If we are talking about 32-bit OSes in general, they can. Microsoft uses
pae to go beyond 4G. But for various reasons, they have crippled the pae
kernel in xp and vista, so the address space above 4G cannot be used
 
J

Jan Alter

Fitz said:
I really wasn't looking at changing OS. My question was more about
hardware, and whether a 20% increase in clock speed would translate roughly
into a 20% increase in performance if all the other factors (harddrive,
memory, graphics) were already capable of supporting it. If the single
factor holding back optimal performance is the processor, is moving up to
the 6400 from the 5200 a worthwhile move, or am I better off staying with
what I have and moving to a quad-core or Intel based system in the future?

Thanks
--
Your body is a temple boy,
You ought to treat it well
But you trash the place and rent it out
Like it's some cheap motel - The Badlees

I would conjecture that it would be speeded up, but I don't know if it would
corrolate to a 20% increase. You might try Tom's Hardware for some
comparative benchmark tests with processors and specific processes that the
tests are run.
 
D

DonC

Jan Alter said:
I would conjecture that it would be speeded up, but I don't know if it
would corrolate to a 20% increase. You might try Tom's Hardware for some
comparative benchmark tests with processors and specific processes that
the tests are run.
--

FWIW, just my 2 cents: The cpu constitutes only a fraction of system
performance. For sake of discussion lets say 25%. Three other factors are
the memory speed (actual - not rated), hard drive speed, and video speed.
In reality this is a crude approximation.

If this is close to reality, I'd guess you'd see at best a 5% performance
improvement by increasing cpu clock speed by 20%. (25% X 20%)

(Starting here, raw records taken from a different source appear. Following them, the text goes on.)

PR #1173, opened 2022-11-15
Incorporate gap space into main axis overflow flag

NickGerleman:
Summary:
In https://github.com/facebook/react-native/issues/35351 we see incorrect child item height when the flex-wrap is enabled, the cross-axis is to be stretched, and main-axis overflow is caused by gap.

In YGDistributeFreeSpaceSecondPass, if we do not have overflow (determined by flexBasisOverflows), we have stretch cross-alignment, and we reason that nothing can add to main axis dimensions, we know we're a single line and want to take full cross dimensions. and can set YGMeasureModeExactly which uses parent dimensions. Guessing an optimization?

If we do have overflow, then we set YGMeasureModeAtMost to find minimum possible cross-axis dimensions instead.

`flexBasisOverflows` incorporates both computed flex basis, and margin, so it is more generally a flag for whether we will wrap. So we should incorporate gap spacing into it. E.g. it is also used for whether we should the match main axis parent dimension of the overall container. This change does just that, and renames the flag to `mainAxisOverflows`.

We will want to cherry-pick the fix for this into RN 0.71 since we have not yet introduced the community to the incorrect behavior, and we expect a lot of usage of flex-gap.

Differential Revision: D41311424

### DIFF
--- a/yoga/Yoga.cpp
+++ b/yoga/Yoga.cpp
@@ -2079,7 +2079,7 @@ static float YGDistributeFreeSpaceSecondPass(
     const float availableInnerCrossDim,
     const float availableInnerWidth,
     const float availableInnerHeight,
-    const bool flexBasisOverflows,
+    const bool mainAxisOverflows,
     const YGMeasureMode measureModeCrossDim,
     const bool performLayout,
     const YGConfigRef config,
@@ -2175,7 +2175,7 @@ static float YGDistributeFreeSpaceSecondPass(
         !YGNodeIsStyleDimDefined(
             currentRelativeChild, crossAxis, availableInnerCrossDim) &&
         measureModeCrossDim == YGMeasureModeExactly &&
-        !(isNodeFlexWrap && flexBasisOverflows) &&
+        !(isNodeFlexWrap && mainAxisOverflows) &&
         YGNodeAlignItem(node, currentRelativeChild) == YGAlignStretch &&
         currentRelativeChild->marginLeadingValue(crossAxis).unit !=
             YGUnitAuto &&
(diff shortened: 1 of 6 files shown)


yoga/Yoga.cpp
```diff
@@ -2884,7 +2884,8 @@ static void YGNodelayoutImpl(
 
   // STEP 3: DETERMINE FLEX BASIS FOR EACH ITEM
 
-  float totalOuterFlexBasis = YGNodeComputeFlexBasisForChildren(
+  // Computed basis + margins
+  const float totalOuterFlexBasis = YGNodeComputeFlexBasisForChildren(
```
jacobp100, line 2888: Because this function is only called once, should we change it to return the main axis size?

jacobp100:
I think what you’ve done makes sense in the current code

I’m confused why we do all this calculation at all. Don’t we already know if the children wrapped at this point - and is that not the same thing?

yoga/Yoga.cpp
NickGerleman: I was looking at that, but it isn't super clean, since the main purpose of the function is to mutate each node with its calculated axis. Imo it shouldn't be adding margin either, but that is already per child so doing it during the iteration makes sense to me.

NickGerleman:
> I’m confused why we do all this calculation at all. Don’t we already know if the children wrapped at this point - and is that not the same thing?

I think this place is the first place we can check. This is directly after we calculate flex basis per-item, which allows us to know if wrapping will happen. Then later we break into specific lines, and that calculation is item-by-item adding leading gap.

That said, you would also realize a 7.8% increase in memory speed. This is
because the 5200 has an odd (13x) multiplier which results in memory running
at 742 Mhz rather than 800Mhz. The 6400 has a 16x multiplier results in
800Mhz memory.
http://www.hardwaresecrets.com/article/328

So in my primitive analysis you'd realize a 6.95% improvement (Cpu =
1.2 X .25 + memory = 1.078 x .25 + video = 1 x .25 + HDD = 1 x .25 -1)

Before anybody jumps all over me, remember that this is for illustration
only. Real life experience WILL be different --- but similar.
 
B

Bob M

Fitz said:
I really wasn't looking at changing OS. My question was more about
hardware, and whether a 20% increase in clock speed would translate
roughly into a 20% increase in performance if all the other factors
(harddrive, memory, graphics) were already capable of supporting it. If
the single factor holding back optimal performance is the processor, is
moving up to the 6400 from the 5200 a worthwhile move, or am I better
off staying with what I have and moving to a quad-core or Intel based
system in the future?

Thanks

Not while running Vista. That's what we are trying to tell you.

Bob
 
P

Paul

DonC said:
FWIW, just my 2 cents: The cpu constitutes only a fraction of system
performance. For sake of discussion lets say 25%. Three other factors are
the memory speed (actual - not rated), hard drive speed, and video speed.
In reality this is a crude approximation.

If this is close to reality, I'd guess you'd see at best a 5% performance
improvement by increasing cpu clock speed by 20%. (25% X 20%)

That said, you would also realize a 7.8% increase in memory speed. This is
because the 5200 has an odd (13x) multiplier which results in memory running
at 742 Mhz rather than 800Mhz. The 6400 has a 16x multiplier results in
800Mhz memory.
http://www.hardwaresecrets.com/article/328

So in my primitive analysis you'd realize a 6.95% improvement (Cpu =
1.2 X .25 + memory = 1.078 x .25 + video = 1 x .25 + HDD = 1 x .25 -1)

Before anybody jumps all over me, remember that this is for illustration
only. Real life experience WILL be different --- but similar.

Use a real benchmark. I trust that more than an equation.

http://www23.tomshardware.com/cpu_2007.html

For example, if you play just the one game all the time, find
an article that evaluates the contribution of CPU and GPU.